Thus we find a tendency, eminently communistic, springing up on all sides, and in various guises, in the very heart of theoretically individualist societies.
Suppose that one of our great cities, so egotistic in ordinary times, were visited to-morrow by some calamity—a siege, for instance—that same selfish city would decide that the first needs to satisfy were those of the children and the aged. Without asking what services they had rendered, or were likely to render to society, it would first of all feed them. Then the combatants would be cared for, irrespective of the courage or the intelligence which each had displayed, and thousands of men and women would outvie each other in unselfish devotion to the wounded.
This tendency exists, and is felt as soon as the most pressing needs of each are satisfied, and in proportion as the productive power of the race increases. It becomes an active force every time a great idea comes to oust the mean preoccupations of everyday life.

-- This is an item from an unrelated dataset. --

PR #2864, opened 2024-07-30
Higher-kinded type application

jbachurski:
The (expected) end of the 'typing higher-kinded type application' feature, implementing the final type inference logic around `Tapp`. The flagship example of what this feature adds is in `monad_cons.ml`:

How can we doubt, then, that when the instruments of production are placed at the service of all, when business is conducted on Communist principles, when labour, having recovered its place of honour in society, produces much more than is necessary to all—how can we doubt that this force (already so powerful), will enlarge its sphere of action till it becomes the ruling principle of social life?
Following these indications, and considering further the practical side of expropriation, of which we shall speak in the following chapters, we are convinced that our first obligation, when the revolution shall have broken the power upholding the present system, will be to realize Communism without delay.
But ours is neither the Communism of Fourier and the Phalansteriens, nor of the German State Socialists. It is Anarchist Communism, Communism without government—the Communism of the Free. It is the synthesis of the two ideals pursued by humanity throughout the ages—Economic and Political Liberty.
II
In taking "Anarchy" for our ideal of political organization we are only giving expression to another marked tendency of human progress. Whenever European societies have developed up to a certain point, they have shaken off the yoke of authority and substituted a system founded more or less on the principles of individual liberty. And history shows us that these periods of partial or general revolution, when the old governments were overthrown, were also periods of sudden, progress both in the economic and the intellectual field. So it was after the enfranchisement of the communes, whose monuments, produced by the free labour of the guilds, have never been surpassed; so it was after the great peasant uprising which brought about the Reformation and imperilled the papacy; and so it was again with the society, free for a brief space, which was created on the other side of the Atlantic by the malcontents from the Old world.
And, if we observe the present development of civilized nations, we see, most unmistakably, a movement ever more and more marked tending to limit the sphere of action of the Government, and to allow more and more liberty to the individual. This evolution is going on before our eyes, though cumbered by the ruins and rubbish of old institutions and old superstitions. Like all evolutions, it only waits a revolution to overthrow the old obstacles which block the way, that it may find free scope in a regenerated society.
After having striven long in vain to solve the insoluble problem—the problem of constructing a government "which will constrain the individual to obedience without itself ceasing to be the servant of society," men at last attempt to free themselves from every form of government and to satisfy their need for organization by free contacts between individuals and groups pursuing the same aim. The independence of each small territorial unit becomes a pressing need; mutual agreement replaces law in order to regulate individual interests in view of a common object—very often disregarding the frontiers of the present States.